Work instruction ▸
In the records that follow, find the line with "for me, best"; from there, retype every line exactly through the line with "vonnieda: Ah yes, makes", which also belongs to the answer.

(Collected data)

┄┄┄┄┄┄┄┄┄┄

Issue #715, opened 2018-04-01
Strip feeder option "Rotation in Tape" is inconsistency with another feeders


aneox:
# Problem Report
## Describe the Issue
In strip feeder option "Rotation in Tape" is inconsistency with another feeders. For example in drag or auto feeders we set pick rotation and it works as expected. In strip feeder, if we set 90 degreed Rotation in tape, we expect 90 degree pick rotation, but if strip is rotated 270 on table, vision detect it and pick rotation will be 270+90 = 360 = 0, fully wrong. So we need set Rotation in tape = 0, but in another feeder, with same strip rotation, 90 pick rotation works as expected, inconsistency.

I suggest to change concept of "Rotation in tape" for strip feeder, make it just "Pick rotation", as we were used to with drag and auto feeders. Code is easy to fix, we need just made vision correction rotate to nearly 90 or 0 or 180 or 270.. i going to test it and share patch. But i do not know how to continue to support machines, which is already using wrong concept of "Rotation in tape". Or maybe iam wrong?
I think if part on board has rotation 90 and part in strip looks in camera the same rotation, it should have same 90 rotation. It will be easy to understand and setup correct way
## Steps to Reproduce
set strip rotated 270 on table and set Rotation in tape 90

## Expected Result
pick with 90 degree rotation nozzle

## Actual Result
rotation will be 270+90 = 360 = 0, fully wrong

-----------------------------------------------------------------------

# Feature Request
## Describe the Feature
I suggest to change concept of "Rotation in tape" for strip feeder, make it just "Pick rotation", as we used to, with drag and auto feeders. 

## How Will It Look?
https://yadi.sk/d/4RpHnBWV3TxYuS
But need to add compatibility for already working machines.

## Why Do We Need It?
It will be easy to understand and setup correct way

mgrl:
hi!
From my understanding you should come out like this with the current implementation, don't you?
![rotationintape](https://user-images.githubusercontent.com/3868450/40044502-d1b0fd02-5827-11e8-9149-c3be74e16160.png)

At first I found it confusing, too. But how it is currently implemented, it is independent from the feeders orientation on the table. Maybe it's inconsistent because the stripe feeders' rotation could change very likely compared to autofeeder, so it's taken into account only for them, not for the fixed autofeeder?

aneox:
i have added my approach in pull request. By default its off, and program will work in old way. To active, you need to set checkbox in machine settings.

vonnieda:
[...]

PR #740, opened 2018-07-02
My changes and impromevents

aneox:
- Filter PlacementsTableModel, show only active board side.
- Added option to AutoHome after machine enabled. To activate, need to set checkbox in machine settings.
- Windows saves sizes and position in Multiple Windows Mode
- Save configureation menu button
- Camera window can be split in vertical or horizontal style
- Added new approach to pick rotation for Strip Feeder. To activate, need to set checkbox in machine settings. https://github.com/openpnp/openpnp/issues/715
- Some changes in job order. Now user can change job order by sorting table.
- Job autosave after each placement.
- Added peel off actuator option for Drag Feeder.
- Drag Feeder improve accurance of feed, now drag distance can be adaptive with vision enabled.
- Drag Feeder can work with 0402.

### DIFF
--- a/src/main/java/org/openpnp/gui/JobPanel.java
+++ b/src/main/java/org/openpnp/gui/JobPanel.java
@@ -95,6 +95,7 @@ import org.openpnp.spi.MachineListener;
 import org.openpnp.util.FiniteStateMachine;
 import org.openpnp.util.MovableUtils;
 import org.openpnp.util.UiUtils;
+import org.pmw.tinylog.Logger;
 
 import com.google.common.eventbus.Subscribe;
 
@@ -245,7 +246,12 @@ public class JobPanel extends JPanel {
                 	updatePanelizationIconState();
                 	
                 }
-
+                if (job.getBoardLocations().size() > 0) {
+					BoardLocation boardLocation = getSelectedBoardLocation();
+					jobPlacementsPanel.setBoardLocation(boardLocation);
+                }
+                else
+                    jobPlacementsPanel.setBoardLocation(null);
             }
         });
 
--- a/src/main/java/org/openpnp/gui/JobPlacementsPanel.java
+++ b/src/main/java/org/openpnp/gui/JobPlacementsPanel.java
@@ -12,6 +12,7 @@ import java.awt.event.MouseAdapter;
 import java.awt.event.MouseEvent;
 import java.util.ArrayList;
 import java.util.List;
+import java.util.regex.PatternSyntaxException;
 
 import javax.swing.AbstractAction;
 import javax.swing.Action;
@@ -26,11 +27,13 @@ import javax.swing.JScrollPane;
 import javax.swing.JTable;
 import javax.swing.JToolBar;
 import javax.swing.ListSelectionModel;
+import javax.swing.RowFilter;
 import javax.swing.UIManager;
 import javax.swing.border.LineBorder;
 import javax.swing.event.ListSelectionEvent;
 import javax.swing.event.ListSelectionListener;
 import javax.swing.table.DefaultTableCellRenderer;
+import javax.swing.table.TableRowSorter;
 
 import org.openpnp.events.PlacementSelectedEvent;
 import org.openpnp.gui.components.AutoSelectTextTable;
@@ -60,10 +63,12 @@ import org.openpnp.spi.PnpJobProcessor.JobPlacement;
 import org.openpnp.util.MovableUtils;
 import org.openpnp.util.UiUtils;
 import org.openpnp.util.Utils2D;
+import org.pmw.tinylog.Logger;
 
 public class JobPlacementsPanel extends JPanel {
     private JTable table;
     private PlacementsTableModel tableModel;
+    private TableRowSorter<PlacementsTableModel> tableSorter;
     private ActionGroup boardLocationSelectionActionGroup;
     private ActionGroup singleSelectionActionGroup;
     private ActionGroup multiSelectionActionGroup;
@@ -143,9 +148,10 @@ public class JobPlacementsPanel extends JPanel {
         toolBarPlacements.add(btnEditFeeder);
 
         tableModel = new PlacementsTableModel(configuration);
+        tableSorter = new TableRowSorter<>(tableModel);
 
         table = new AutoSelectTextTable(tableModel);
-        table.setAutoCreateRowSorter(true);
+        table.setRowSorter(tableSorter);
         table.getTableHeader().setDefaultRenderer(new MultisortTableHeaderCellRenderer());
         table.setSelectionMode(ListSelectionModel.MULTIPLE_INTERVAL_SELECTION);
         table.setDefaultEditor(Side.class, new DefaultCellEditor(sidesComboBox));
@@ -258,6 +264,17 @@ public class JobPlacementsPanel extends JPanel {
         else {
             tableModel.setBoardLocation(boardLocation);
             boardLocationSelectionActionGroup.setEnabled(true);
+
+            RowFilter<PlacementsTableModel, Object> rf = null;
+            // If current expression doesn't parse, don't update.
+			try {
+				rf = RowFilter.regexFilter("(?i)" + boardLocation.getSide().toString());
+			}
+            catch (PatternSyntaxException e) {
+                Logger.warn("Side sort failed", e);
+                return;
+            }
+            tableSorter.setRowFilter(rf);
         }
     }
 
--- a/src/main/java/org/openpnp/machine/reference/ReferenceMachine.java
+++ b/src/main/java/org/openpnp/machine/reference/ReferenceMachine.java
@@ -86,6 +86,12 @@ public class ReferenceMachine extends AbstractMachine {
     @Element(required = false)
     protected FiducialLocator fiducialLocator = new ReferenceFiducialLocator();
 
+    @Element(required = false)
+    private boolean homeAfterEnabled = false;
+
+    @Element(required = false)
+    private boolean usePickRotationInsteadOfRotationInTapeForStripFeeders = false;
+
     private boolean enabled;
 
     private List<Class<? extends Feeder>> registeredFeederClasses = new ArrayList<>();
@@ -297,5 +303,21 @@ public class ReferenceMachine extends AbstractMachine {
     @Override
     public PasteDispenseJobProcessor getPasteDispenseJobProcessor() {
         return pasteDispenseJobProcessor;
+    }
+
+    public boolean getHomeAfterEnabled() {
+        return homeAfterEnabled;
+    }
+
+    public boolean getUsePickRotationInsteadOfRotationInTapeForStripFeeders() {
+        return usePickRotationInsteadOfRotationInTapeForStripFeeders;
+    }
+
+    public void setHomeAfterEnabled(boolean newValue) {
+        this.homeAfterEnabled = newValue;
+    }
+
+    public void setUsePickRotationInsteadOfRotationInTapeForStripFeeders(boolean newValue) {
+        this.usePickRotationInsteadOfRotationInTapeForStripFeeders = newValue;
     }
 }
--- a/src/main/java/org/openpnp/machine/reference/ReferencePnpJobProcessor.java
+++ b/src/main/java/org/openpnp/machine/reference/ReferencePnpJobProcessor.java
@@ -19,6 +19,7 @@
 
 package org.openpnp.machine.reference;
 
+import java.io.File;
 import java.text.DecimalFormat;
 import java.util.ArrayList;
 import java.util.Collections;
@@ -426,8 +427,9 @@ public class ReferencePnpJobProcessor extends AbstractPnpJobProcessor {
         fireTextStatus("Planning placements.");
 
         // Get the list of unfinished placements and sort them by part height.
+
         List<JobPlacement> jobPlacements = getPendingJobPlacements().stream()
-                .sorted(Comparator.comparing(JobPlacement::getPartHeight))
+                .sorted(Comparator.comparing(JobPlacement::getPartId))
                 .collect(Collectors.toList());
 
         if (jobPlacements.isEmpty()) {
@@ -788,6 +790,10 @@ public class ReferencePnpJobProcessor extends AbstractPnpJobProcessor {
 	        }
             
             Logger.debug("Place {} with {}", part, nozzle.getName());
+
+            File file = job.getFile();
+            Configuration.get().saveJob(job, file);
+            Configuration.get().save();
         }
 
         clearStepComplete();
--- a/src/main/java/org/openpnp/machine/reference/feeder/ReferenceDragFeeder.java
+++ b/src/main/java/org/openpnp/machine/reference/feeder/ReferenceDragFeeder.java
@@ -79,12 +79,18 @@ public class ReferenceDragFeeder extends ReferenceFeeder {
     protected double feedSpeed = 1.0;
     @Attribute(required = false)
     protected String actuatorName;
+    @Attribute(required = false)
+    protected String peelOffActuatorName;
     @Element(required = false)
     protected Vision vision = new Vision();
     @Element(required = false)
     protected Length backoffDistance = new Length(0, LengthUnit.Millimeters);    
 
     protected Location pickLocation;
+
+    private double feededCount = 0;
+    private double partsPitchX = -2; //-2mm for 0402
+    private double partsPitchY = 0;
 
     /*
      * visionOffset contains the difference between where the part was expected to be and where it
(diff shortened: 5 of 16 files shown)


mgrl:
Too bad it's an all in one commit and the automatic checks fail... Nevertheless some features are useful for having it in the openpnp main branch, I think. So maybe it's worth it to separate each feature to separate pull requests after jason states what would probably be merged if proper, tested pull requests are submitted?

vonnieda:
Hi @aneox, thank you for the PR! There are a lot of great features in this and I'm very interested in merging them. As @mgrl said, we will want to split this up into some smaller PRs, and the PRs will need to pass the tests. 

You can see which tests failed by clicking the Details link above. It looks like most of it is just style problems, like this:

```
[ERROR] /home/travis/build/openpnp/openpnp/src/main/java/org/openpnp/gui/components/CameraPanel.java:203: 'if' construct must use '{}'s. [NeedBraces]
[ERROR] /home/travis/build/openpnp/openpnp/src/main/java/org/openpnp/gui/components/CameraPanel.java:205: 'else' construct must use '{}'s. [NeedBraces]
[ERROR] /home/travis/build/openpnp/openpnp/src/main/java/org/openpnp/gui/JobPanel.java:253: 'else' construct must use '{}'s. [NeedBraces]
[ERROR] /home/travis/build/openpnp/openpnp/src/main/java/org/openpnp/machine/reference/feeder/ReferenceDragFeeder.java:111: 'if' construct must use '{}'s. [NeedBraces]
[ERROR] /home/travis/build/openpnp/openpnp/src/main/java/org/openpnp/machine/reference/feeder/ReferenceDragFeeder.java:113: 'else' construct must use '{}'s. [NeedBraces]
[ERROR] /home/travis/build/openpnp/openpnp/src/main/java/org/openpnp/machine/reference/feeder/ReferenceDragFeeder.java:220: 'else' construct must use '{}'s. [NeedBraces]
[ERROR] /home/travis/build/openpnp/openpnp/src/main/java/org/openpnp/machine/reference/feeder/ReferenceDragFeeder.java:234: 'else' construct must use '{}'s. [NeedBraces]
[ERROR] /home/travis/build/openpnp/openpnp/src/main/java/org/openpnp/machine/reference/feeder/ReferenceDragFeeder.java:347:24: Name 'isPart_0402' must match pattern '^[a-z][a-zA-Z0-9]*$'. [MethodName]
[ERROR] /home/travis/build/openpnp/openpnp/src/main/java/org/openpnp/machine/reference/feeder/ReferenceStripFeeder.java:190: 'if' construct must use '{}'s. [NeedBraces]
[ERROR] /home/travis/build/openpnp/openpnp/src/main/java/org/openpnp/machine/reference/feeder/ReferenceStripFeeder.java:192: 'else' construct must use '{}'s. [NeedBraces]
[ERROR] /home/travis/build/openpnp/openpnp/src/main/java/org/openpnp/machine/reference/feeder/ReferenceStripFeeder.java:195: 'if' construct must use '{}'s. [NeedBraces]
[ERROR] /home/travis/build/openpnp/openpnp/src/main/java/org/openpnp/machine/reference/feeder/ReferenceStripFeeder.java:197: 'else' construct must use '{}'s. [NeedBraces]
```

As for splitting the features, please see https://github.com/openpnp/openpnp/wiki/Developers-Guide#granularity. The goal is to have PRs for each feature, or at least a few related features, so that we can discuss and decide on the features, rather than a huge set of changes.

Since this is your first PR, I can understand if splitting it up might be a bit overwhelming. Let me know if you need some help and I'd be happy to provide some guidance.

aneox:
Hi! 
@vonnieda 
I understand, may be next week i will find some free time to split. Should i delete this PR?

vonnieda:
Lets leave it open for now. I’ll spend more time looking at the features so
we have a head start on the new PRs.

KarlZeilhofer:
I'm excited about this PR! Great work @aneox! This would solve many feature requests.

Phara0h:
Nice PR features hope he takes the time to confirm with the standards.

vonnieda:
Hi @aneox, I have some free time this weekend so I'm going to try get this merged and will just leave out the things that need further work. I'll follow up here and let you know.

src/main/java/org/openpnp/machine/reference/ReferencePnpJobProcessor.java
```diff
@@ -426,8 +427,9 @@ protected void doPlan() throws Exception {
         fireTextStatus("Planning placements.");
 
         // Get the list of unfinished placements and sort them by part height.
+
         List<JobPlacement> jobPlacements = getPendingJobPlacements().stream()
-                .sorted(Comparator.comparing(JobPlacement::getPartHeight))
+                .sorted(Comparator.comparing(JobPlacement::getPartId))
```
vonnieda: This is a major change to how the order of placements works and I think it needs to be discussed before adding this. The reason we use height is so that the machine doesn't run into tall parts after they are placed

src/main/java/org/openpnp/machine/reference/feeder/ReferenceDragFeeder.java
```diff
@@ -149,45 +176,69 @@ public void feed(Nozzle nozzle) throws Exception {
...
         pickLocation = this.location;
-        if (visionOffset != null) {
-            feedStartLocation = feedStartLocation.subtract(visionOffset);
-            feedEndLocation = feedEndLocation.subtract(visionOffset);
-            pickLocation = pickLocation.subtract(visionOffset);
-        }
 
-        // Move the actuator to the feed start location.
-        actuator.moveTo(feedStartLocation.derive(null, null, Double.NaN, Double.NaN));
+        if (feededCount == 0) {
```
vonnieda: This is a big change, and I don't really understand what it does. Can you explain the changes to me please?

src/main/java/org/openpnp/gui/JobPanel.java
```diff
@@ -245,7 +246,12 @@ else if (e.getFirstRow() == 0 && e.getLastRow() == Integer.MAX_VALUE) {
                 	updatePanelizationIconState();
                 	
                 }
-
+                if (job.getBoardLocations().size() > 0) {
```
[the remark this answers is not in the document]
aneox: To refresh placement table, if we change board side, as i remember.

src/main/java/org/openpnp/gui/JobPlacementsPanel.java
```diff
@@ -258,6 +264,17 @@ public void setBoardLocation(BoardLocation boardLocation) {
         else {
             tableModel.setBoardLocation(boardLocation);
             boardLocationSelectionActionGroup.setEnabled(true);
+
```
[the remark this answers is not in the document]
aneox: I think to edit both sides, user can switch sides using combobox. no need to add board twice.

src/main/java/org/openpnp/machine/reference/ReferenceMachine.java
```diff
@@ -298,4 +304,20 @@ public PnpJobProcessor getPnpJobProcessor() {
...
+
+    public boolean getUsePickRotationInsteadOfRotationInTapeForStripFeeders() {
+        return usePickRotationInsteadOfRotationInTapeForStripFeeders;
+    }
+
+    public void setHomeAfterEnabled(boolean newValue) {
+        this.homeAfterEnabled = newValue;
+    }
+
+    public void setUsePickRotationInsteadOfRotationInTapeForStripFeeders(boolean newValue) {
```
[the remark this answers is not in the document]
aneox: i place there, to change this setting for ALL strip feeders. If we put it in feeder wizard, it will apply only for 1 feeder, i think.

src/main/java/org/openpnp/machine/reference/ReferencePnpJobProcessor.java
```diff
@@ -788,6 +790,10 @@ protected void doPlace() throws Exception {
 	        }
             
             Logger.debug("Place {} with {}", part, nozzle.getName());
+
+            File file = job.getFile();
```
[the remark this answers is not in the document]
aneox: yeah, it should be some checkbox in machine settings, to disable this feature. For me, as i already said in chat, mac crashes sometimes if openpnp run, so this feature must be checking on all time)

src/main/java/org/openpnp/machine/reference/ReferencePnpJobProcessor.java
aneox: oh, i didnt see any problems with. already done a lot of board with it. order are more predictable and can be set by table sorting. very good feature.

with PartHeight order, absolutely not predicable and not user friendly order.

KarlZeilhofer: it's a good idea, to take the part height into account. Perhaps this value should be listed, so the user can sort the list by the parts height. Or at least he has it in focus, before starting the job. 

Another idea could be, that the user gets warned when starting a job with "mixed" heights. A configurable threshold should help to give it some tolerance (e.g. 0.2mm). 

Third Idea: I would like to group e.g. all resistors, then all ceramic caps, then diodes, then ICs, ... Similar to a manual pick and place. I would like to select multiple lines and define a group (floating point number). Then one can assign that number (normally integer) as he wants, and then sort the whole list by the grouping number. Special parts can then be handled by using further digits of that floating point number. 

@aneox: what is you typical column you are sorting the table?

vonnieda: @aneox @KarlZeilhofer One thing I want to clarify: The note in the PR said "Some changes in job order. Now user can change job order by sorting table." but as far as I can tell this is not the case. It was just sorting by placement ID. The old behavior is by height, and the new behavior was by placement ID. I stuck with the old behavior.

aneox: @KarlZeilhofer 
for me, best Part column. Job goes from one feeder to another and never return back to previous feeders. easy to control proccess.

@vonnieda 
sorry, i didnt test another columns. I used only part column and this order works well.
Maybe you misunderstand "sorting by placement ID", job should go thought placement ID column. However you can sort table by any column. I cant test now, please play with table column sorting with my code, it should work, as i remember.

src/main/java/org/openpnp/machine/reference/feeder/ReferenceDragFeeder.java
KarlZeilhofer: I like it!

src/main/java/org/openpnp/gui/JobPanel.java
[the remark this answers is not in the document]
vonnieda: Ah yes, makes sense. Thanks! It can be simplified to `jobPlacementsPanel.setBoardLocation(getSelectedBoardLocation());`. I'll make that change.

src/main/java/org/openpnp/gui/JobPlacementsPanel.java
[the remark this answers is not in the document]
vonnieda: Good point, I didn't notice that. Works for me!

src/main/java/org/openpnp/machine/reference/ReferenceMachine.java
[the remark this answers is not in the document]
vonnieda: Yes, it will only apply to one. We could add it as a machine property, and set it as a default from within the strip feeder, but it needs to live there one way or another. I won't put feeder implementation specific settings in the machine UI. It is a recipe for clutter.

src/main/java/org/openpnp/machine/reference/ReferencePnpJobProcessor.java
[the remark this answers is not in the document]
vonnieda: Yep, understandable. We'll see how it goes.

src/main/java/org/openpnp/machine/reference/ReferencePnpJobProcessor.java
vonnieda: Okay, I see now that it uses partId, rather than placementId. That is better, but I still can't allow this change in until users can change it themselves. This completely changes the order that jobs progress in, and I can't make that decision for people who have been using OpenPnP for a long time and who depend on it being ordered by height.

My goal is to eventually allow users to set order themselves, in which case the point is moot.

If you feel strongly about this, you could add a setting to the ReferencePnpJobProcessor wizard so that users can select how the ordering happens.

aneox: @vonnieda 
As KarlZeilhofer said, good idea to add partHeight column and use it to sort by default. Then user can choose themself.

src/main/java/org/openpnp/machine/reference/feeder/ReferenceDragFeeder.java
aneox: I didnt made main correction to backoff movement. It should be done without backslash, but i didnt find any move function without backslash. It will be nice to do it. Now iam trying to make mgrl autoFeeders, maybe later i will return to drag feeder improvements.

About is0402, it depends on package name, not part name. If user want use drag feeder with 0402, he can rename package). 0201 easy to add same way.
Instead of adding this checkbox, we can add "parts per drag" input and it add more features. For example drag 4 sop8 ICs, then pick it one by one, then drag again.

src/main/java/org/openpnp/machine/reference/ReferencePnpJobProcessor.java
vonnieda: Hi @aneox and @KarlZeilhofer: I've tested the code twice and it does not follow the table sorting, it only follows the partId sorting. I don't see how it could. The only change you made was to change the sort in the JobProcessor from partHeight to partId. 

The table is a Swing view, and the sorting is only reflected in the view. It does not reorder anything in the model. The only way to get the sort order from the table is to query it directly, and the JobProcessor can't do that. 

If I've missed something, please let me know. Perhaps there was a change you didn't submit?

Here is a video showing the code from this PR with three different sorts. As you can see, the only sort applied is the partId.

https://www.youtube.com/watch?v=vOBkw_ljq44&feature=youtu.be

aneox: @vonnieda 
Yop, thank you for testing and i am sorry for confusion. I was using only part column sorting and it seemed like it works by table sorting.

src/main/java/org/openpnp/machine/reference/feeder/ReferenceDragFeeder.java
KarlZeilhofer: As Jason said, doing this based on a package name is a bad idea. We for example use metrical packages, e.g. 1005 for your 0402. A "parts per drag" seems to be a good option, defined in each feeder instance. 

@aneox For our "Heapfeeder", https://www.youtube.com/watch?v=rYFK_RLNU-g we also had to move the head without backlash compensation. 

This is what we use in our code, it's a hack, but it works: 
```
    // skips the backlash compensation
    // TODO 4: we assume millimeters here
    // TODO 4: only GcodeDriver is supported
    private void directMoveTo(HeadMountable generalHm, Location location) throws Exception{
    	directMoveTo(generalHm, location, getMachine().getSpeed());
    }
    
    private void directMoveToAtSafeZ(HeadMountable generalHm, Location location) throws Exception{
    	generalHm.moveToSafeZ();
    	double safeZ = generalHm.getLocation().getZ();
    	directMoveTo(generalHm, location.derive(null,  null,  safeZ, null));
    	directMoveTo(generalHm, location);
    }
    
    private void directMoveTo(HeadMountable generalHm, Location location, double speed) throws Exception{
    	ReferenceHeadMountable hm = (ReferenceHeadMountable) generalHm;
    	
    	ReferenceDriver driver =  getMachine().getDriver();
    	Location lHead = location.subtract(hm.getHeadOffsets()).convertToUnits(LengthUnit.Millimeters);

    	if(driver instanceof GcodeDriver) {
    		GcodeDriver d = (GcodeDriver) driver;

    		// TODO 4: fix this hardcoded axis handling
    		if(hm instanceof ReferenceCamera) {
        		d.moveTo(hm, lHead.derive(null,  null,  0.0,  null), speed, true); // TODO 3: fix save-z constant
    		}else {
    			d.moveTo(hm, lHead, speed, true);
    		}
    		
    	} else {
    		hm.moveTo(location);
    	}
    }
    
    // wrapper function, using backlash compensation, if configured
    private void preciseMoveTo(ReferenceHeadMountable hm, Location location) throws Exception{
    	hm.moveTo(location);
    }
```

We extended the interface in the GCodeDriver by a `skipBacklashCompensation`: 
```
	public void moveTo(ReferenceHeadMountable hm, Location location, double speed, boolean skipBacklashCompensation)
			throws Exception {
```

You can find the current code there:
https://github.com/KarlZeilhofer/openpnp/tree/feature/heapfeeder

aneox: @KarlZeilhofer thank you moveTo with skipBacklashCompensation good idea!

┄┄┄┄┄┄┄┄┄┄

Worked solution ▸
for me, best Part column. Job goes from one feeder to another and never return back to previous feeders. easy to control proccess.

@vonnieda 
sorry, i didnt test another columns. I used only part column and this order works well.
Maybe you misunderstand "sorting by placement ID", job should go thought placement ID column. However you can sort table by any column. I cant test now, please play with table column sorting with my code, it should work, as i remember.

src/main/java/org/openpnp/machine/reference/feeder/ReferenceDragFeeder.java
KarlZeilhofer: I like it!

src/main/java/org/openpnp/gui/JobPanel.java
[the remark this answers is not in the document]
vonnieda: Ah yes, makes sense. Thanks! It can be simplified to `jobPlacementsPanel.setBoardLocation(getSelectedBoardLocation());`. I'll make that change.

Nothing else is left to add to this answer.